I know it varies from person to person but roughly how much are the drugs for IVF? I know they aren't included in the general price but there don't seem to be any guidelines as to what to expect. What are your experiences?


----------



## fingers_crossed1982 (Aug 5, 2011)

Hi Deb, 

Mine have been around £500 - £550 but I am on a relatively low dose of stimms (150) so I think most people are substantially higher, anywhere up to about £1,000.

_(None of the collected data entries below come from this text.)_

PR #635, opened 2024-09-27
Use analogReadMilliVolts for esp32 and update hysteresis

tyeth:
~~For CI assets, testing https://github.com/tyeth/Adafruit_Wippersnapper_Arduino/blob/50f17026832ba9a53d0f919a69b8e9106302fe55/src/components/analogIO/Wippersnapper_AnalogIO.cpp#L90~~

Combined PR including millivolt change and updated hysteresis method:

This PR now switches both periodic and on_change to use the same functions, along with using analogReadMilliVolts for ESP32 based boards.

Also this modifies the on_change event to use a sliding scale of hysteresis. Originally the code awaited a 2% change in the last raw value.
Now the scale is divided into thirds, with the lower third using the default hysteresis value of 2% applied to the whole 16bit max value (65k), which results in less bounce around 0 due to wifi / power fluctuations, the middle third using double that threshold change, and the last third quadruple that default hysteresis (where a 200mV spike was generally observed around 3.1v). There is also a 500ms anti-hammer situation on top of the hysteresis requirement.

Tested with a 10k stemma Potentiometer, and separately with a resistor divider to test stability.

It occurs to me that 500ms might be too long for some people, maybe it can be configurable in the future.

### DIFF
--- a/src/components/analogIO/Wippersnapper_AnalogIO.cpp
+++ b/src/components/analogIO/Wippersnapper_AnalogIO.cpp
@@ -325,7 +325,7 @@ bool Wippersnapper_AnalogIO::encodePinEvent(
 */
 /**********************************************************/
 void calculateHysteresis(analogInputPin pin, uint16_t pinValRaw,
-                         uint16_t pinValThreshHi, uint16_t pinValThreshLow) {
+                         uint16_t *pinValThreshHi, uint16_t *pinValThreshLow) {
   // All boards ADC values scaled to 16bit, in future we may need to
   // adjust dynamically
   uint16_t maxDecimalValue = 65535;
@@ -344,8 +344,8 @@ void calculateHysteresis(analogInputPin pin, uint16_t pinValRaw,
   }
 
   // get the threshold values for previous pin value
-  pinValThreshHi = pin.prvPinVal + CURRENT_HYSTERISIS;
-  pinValThreshLow = pin.prvPinVal - CURRENT_HYSTERISIS;
+  *pinValThreshHi = pin.prvPinVal + CURRENT_HYSTERISIS;
+  *pinValThreshLow = pin.prvPinVal - CURRENT_HYSTERISIS;
 }
 
 /**********************************************************/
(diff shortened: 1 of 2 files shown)


tyeth:

src/components/analogIO/Wippersnapper_AnalogIO.cpp
```diff
@@ -310,13 +318,17 @@ bool Wippersnapper_AnalogIO::encodePinEvent(
...
+    @param periodOffset
+           Offset to add to the pin's period (used for on_change).
     @returns True if pin's period expired, False otherwise.
 */
 /**********************************************************/
-bool Wippersnapper_AnalogIO::timerExpired(long currentTime,
-                                          analogInputPin pin) {
-  if (currentTime - pin.prvPeriod > pin.period && pin.period != 0L)
+bool Wippersnapper_AnalogIO::timerExpired(long currentTime, analogInputPin pin,
+                                          long periodOffset) {
```
brentru, line 327: Do we ever pass `periodOffset` in? When this func. is called on L531, it doesn't seem to include periodOffset.

When would we include `periodOffset` and why?

src/components/analogIO/Wippersnapper_AnalogIO.cpp
```diff
@@ -359,35 +370,61 @@ void Wippersnapper_AnalogIO::update() {
...
+        if (_analog_input_pins[i].prvPeriod != 0L &&
+            !timerExpired(millis(), _analog_input_pins[i], 500)) {
+          continue;
+        }
+
         // note: on-change requires ADC DEFAULT_HYSTERISIS to check against prv
         // pin value
         uint16_t pinValRaw = getPinValue(_analog_input_pins[i].pinName);
 
+        // All boards ADC values scaled to 16bit, in future we may need to
```
brentru, line 389: Could you refactor this into a `CalculateHysteresis` function and call that function here?

brentru (changes requested):

src/components/analogIO/Wippersnapper_AnalogIO.cpp
tyeth: I reuse the function / logic check for the on change delay, passing in 500, on line 381 https://github.com/adafruit/Adafruit_Wippersnapper_Arduino/pull/635/files#diff-4e111e8f7d844aa38d092958262d5b77683072105409145224c36ab513c0109cR381

tyeth:
@brentru this should be ready again, retested it after the refactor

It also depends on your clinics preferred drug and protocol choice.

Hope that helps

Xxxx


----------



## deb1234 (May 7, 2012)

Yes that helps a lot. Thank you. I was thinking it would be about £2000 but after seeing how much some people are paying overall I was starting to worry I was underestimating. If I budget for around £1000 that helps to plan.


----------



## Chandlerino (Nov 30, 2011)

I paid 701 for my last cycle in Dec/Jan - this was for 2 x syranel, Gonal f at 125iu a day, 1 x ovitrelle and 2 x cylogest pessaries.

For this cycle it was 980 for same as above except for gonal f at 225iu a day.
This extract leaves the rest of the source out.